Start of Exercise material
PR #2872, opened 2019-11-21
fixed: attachment support was missing in CPTextView

daboe01:
Previously, CPTextView was only able to handle text.
This PR introduces support for embedding CPViews into the text.
You can use this via the CPTextStorage method ```-attributedStringWithAttachment:(CPView)someView ```
These are treated as individual characters with their respective rectangular sizes.

PR #2877, opened 2019-12-10
fixed: replace hard coded background color with themed color

daboe01:
previously, CPTextView used a card coded white background.
This PR makes the background color themeable

### DIFF
--- a/AppKit/CPTextView/CPTextView.j
+++ b/AppKit/CPTextView/CPTextView.j
@@ -190,6 +190,11 @@ var kDelegateRespondsTo_textShouldBeginEditing                                  
 #pragma mark -
 #pragma mark Class methods
 
++ (CPString)defaultThemeClass
+{
+    return "textview";
+}
+
 + (CPDictionary)themeAttributes
 {
     return @{
--- a/AppKit/CPTextView/CPTextView.j
+++ b/AppKit/CPTextView/CPTextView.j
@@ -198,7 +198,8 @@ var kDelegateRespondsTo_textShouldBeginEditing                                  
 + (CPDictionary)themeAttributes
 {
     return @{
-            @"bezel-color": [CPNull null]
+            @"background-color": [CPNull null],
+            @"content-inset": [CPNull null]
         };
 }
 
--- a/AppKit/CPTextView/CPTextView.j
+++ b/AppKit/CPTextView/CPTextView.j
@@ -250,8 +250,10 @@ var kDelegateRespondsTo_textShouldBeginEditing                                  
 #endif
 
     _selectionRange = CPMakeRange(0, 0);
-    _textContainerInset = [self currentValueForThemeAttribute:@"content-inset"];
-    _textContainerOrigin = CGPointMake(_bounds.origin.x, _bounds.origin.y);
+
+    // We have to || with CGSizeMakeZero() for theme compilation
+    _textContainerInset = [self currentValueForThemeAttribute:@"content-inset"] || CGSizeMakeZero();
+    _textContainerOrigin = CGPointMake(_bounds.origin.x + _textContainerInset.width, _bounds.origin.y + _textContainerInset.height);
 
     _selectionGranularity = CPSelectByCharacter;
 
--- a/AppKit/CPTextView/CPTextView.j
+++ b/AppKit/CPTextView/CPTextView.j
@@ -198,7 +198,7 @@ var kDelegateRespondsTo_textShouldBeginEditing                                  
 + (CPDictionary)themeAttributes
 {
     return @{
-            @"background-color": [CPColor whiteColor],
+            @"background-color": [CPColor textBackgroundColor],
             @"content-inset": CGSizeMake(2, 0)
         };
 }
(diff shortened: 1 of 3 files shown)


kerusan:
The setting of the background color need to be set whenever there is a state change. I think that maybe the draRect: method is where it can be. Now it is set only in initWithFrame: and during  drag operation.

kerusan:
Also there has to be a method called +(CPString)defaultThemeClass

kerusan:
As we in our project use a pattern color instead of color values, there has to be a style setting that sets transparency in the pattern, like

#if PLATFORM(DOM)
        _DOMElement.style.cursor = "text";
        _DOMElement.style.background = "transparent";

#endif

Then you can use both variants.

kerusan:
The background color can be be set as a background pattern and then the content inset has to be altered. So we must have that "content-inset" value too.

didierkorthoudt:
Found the caret position problem origin. Testing a fix.

didierkorthoudt:
Sadly not enough…

daboe01:
@didierkorthoudt i reworked cared positioning in #2872. maybe @mrcarlberg can merge #2872 in?

didierkorthoudt:
@daboe01 Did you also adapt the initial caret position, like in my last commit ?

daboe01:
@didierkorthoudt no, i missed that. no merge conflict ahead. thank you!

mrcarlberg:
Great work on this!

As this is a text view we also need to set a couple of theme states depending on what state the view is in. There is a need for this so the background can be different depending on the state. Examples of this could be `CPThemeStateEditable`, `CPThemeStateHovered` and `CPThemeStateDisabled`.

mrcarlberg:
Also, what about the suggestion from @kerusan to make the background style `transparent`?

didierkorthoudt:
@mrcarlberg I could add the various theme states, just be aware that this is a disruption from Cocoa (which is not a problem). Regarding the transparency of the background, we should then add a property ?

kerusan:
@didierkorthoudt  Since theming is a "disruption" from Cocoa this could be done anyway.

mrcarlberg:
@didierkorthoudt Do you mean that a text view in Cocoa does have the same look when it is being edit or being disabled?

kerusan:
@didierkorthoudt If you compare with the CPTextField it has no property for transparence. I think the main reason for seeing the dom property "background" to "transparent" was to allow setting of color patterns. There it makes sense.

didierkorthoudt:
@mrcarlberg For what I can see on a test app, yes, there's no visual clue that a text field is editable or not (there's no disabled state !)... Sometimes Cocoa is not very consistent. There's even no focus ring !..

didierkorthoudt:
@kerusan OK, I'll add this  ;-)

didierkorthoudt:
@kerusan Well, maybe that is could be done with a CSS Color (the one created for Aristo3 and normally already present in 1.0) ? What do you think ?

mrcarlberg:
@didierkorthoudt Ok, but we have these states on CPTextField. I think we should add those on CPTextView too. So we are compliant with our self 😄

didierkorthoudt:
@mrcarlberg OK, that's a perfect criteria !..  😄  I'll work on this.

kerusan:
@didierkorthoudt I'm not familiar with the CSS solution I just tried to copy the CPTextField solution and it works ;-)

daboe01:
-#new
+TextView
+Theme

daboe01:
@mrcarlberg can you please elaborate what needs to be done to get this ready to commit?

daboe01:
@mrcarlberg looks good to me. what needs to be improved?

AppKit/CPTextView/CPTextView.j
```diff
@@ -209,7 +216,7 @@ var kDelegateRespondsTo_textShouldBeginEditing
         [self setEditable:YES];
         [self setSelectable:YES];
         [self setRichText:NO];
-        [self setBackgroundColor:[CPColor whiteColor]];
+        [self setBackgroundColor:[self currentValueForThemeAttribute:@"background-color"]];
```
daboe01, line 219: shouldn't this be?
```objj
[self setBackgroundColor:[CPColor textBackgroundColor]];
```

AppKit/CPTextView/CPTextView.j
```diff
@@ -1129,7 +1138,7 @@ Sets the selection to a range of characters in response to user action.
         dragPlaceholder = [[CPTextView alloc] initWithFrame:placeholderFrame];
         [dragPlaceholder._textStorage replaceCharactersInRange:CPMakeRange(0, 0) withAttributedString:placeholderString];
 
-        [dragPlaceholder setBackgroundColor:[CPColor colorWithRed:1 green:1 blue:1 alpha:0]];
+        [dragPlaceholder setBackgroundColor:[self currentValueForThemeAttribute:@"background-color"]];
```
daboe01, line 1141: shouldn't this be?
```objj
[self setBackgroundColor:[CPColor textBackgroundColor]];
```

PR #2879, opened 2019-12-16
Fixed: Update Tracking areas only once when doing setFrame: on a view

mrcarlberg:
This speed improvement is very notable when resizing a browser window of altering the size of
split views.
The fix uses a variable on the window to control when to update the tracking areas.
If the view is not connected to a window the tracking areas will not be updated as they will
be when added to a window.

### DIFF
--- a/AppKit/CPView.j
+++ b/AppKit/CPView.j
@@ -253,7 +253,6 @@ var CPViewHighDPIDrawingEnabled = YES;
     CPAppearance        _effectiveAppearance;
 
     CPMutableArray      _trackingAreas          @accessors(getter=trackingAreas, copy);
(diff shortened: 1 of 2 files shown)


cacaodev:
There is another possible optimization when we need to traverse the view hierarchy up->down and run something on some views only: you set a flag recursively from bottom to top on the dirty view (here when the tracking area is installed). That way you paint a path that will be used exclusively when updating from top to bottom. This would need a separate PR of course.

mrcarlberg:
@cacaodev True, that is also a good way to speed up things. But that is outside of the scope for the pull request. If needed we can add this at some point in the future.

mrcarlberg:
Merged! Thanks!

PR #2880, opened 2019-12-17
Fixed: CPAppearance has better performance now when views needs layout

mrcarlberg:
This makes updating views much faster when they need layout. This will make resizing browser
window and changing split views sizes much smoother.

The effectiveAppearance is inherited from the superview. The superviews appearance is passed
End of Exercise material
● **Task requirements**
Every line above with the word "CPNull" is to be copied out.

● **Result below**
-            @"bezel-color": [CPNull null]
+            @"background-color": [CPNull null],
+            @"content-inset": [CPNull null]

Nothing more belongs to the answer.